Кто знает, о чем она думала? Одному небу известно, какие еще дела творятся вокруг нас. Они выплывают на свет, слава богу, не слишком часто.
Позже я подкрался к веранде. Женщина все еще была там, а рядом с нею маленький Бинг, склонившийся к ней. Потом я увидел, как он взял ее за руку, погладил и, поглядывая на небо, увел женщину в темноту".
ЧУДАК
Перевод Ю. Жуковой
В нем чувствовался сильный характер, если можно утверждать это о человеке, который еще ходит в детских платьицах. Да, платьице было совсем коротенькое - всего в девять дюймов длиной, - зато его носило существо с сильным и решительным характером. На корабле все называли его Чудаком. Почему? Трудно сказать. Может быть, за то, что он презабавно ковылял целые дни по всему кораблю, был толстый, как мячик, и казался отчаянным забиякой. Настоящее имя его было Фердинанд, но родители называли его "малыш", а мы прозвали "Чудаком".
Два месяца мы плыли под парусами на запад, к мысу Доброй Надежды. Почти все время держалась ясная, тихая погода, а в такую погоду его выпускали на палубу, где он ходил вперевалочку или стоял, прижавшись к чьим-нибудь коленям. Если вы начинали его разглядывать, он в ответ принимался изучать вас, и становилось ясно, что он дает вам ничуть не более лестную оценку, чем вы ему. Он всегда брал над вами верх.

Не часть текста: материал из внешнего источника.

PR #2496, opened 2021-12-23
Per data source seekback length, set to 0.5s for remote and 2.5s elsewhere

jhurliman:
**User-Facing Changes**

- Seeking and scrubbing will read messages up to 2.5 seconds before the playhead, improving the display of low frequency markers and transforms

**Description**

seekBackNs is a new constructor arg for RandomAccessPlayer, defaulting to 2.5s and overridden to 0.5s for Ros1RemoteBagDataSource. This could be user-configured in the future.

https://user-images.githubusercontent.com/195374/147195786-98dc3b3e-008b-4960-a586-4570df5e7662.mov

### DIFF
--- a/packages/studio-base/src/dataSources/Ros1RemoteBagDataSourceFactory.tsx
+++ b/packages/studio-base/src/dataSources/Ros1RemoteBagDataSourceFactory.tsx
@@ -56,6 +56,7 @@ class Ros1RemoteBagDataSourceFactory implements IDataSourceFactory {
     return new RandomAccessPlayer(messageCacheProvider, {
       metricsCollector: args.metricsCollector,
       seekToTime: getSeekToTime(),
+      seekBackNs: BigInt(0.5e9), // 500ms
       name: url,
       urlParams: {
         url,
--- a/packages/studio-base/src/dataSources/Ros1RemoteBagDataSourceFactory.tsx
+++ b/packages/studio-base/src/dataSources/Ros1RemoteBagDataSourceFactory.tsx
@@ -56,7 +56,9 @@ class Ros1RemoteBagDataSourceFactory implements IDataSourceFactory {
     return new RandomAccessPlayer(messageCacheProvider, {
       metricsCollector: args.metricsCollector,
       seekToTime: getSeekToTime(),
-      seekBackNs: BigInt(0.5e9), // 500ms
+      // Overridden to 500ms to limit the number of blocks that need to be
+      // fetched per seek from the potentially slow remote data source
+      seekBackNs: BigInt(0.5e9),
       name: url,
       urlParams: {
         url,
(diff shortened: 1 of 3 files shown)


packages/studio-base/src/players/RandomAccessPlayer.test.ts
```diff
@@ -35,11 +35,13 @@ import { getSeekToTime, SEEK_ON_START_NS } from "@foxglove/studio-base/util/time
 
 import RandomAccessPlayer, {
   RandomAccessPlayerOptions,
-  SEEK_BACK_NANOSECONDS,
+  DEFAULT_SEEK_BACK_NANOSECONDS,
```
defunctzombie, line 38: Maybe we drop this default entirely and make callers provide one always?

packages/studio-base/src/players/RandomAccessPlayer.ts
```diff
@@ -58,36 +59,24 @@ import {
...
   metricsCollector?: PlayerMetricsCollectorInterface;
   seekToTime: SeekToTimeSpec;
 
+  // The number of nanoseconds to seek backwards to build context during a seek
+  // operation larger values mean more opportunity to capture context before the
+  // seek event, but are slower operations. We shouldn't make this number too big,
+  // otherwise we pull in too many unnecessary messages, making seeking slow. But
+  // we also don't want it to be too low, otherwise you don't see enough data when
+  // seeking.
+  seekBackNs?: bigint;
```
defunctzombie, line 78: Could be a regular number? Unlikely this is going to be such a large number that it requires bigint?

packages/studio-base/src/dataSources/Ros1RemoteBagDataSourceFactory.tsx
```diff
@@ -56,6 +56,7 @@ class Ros1RemoteBagDataSourceFactory implements IDataSourceFactory {
     return new RandomAccessPlayer(messageCacheProvider, {
       metricsCollector: args.metricsCollector,
       seekToTime: getSeekToTime(),
+      seekBackNs: BigInt(0.5e9), // 500ms
```
defunctzombie, line 59: Add comment around why we might not want this to be too big.

defunctzombie (approved):

packages/studio-base/src/players/RandomAccessPlayer.ts
jhurliman: It could, but this matches the type that is passed into the eventual `fromNanoSec()` call. I've been using bigint for nanoseconds, apart from sec/nsec `Time` objects.

defunctzombie:
One follow-up we could do is expose this as an app setting if we think its at all useful to tune it. Maybe if someone asks for it we can propose that option.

Вместо того чтобы спорить, с какой скоростью идет наш корабль, мы усвоили привычку ежедневно биться об заклад, сколько раз в этот день наш Чудак будет плакать. Десять считалось наименьшей цифрой, а сорок наибольшей. Однажды в жаркий безветреный день, когда Чудаку нечего было делать, выиграла цифра тридцать семь; в бурную погоду победа доставалась тем, кто называл наименьшие цифры: он любил смотреть, как катятся большие волны, и проводил почти все время в шпигатах {Отверстие в борту судна для удаления с палубы воды.}, куда неизменно скатывался. Он никогда не плакал от боли, но гнев или уязвленное чувство собственного достоинства всегда вызывали у него слезы. Чудак был славный малыш; во время нашего плавания ему исполнилось три года. Старый матрос Энди, который шил и чинил у нас на корабле паруса, готов был биться об заклад, что Чудак положит на обе лопатки своего братишку Фредди, которому скоро должно было исполниться пять лет.
Он был неразговорчив, наш Чудак, - он берег свои легкие для других целей; не обещал он и стать когда-нибудь великим мыслителем, но все мы гордились им и жаждали сравнить его с другим ребенком такого же возраста и веса, если бы только такого можно было найти.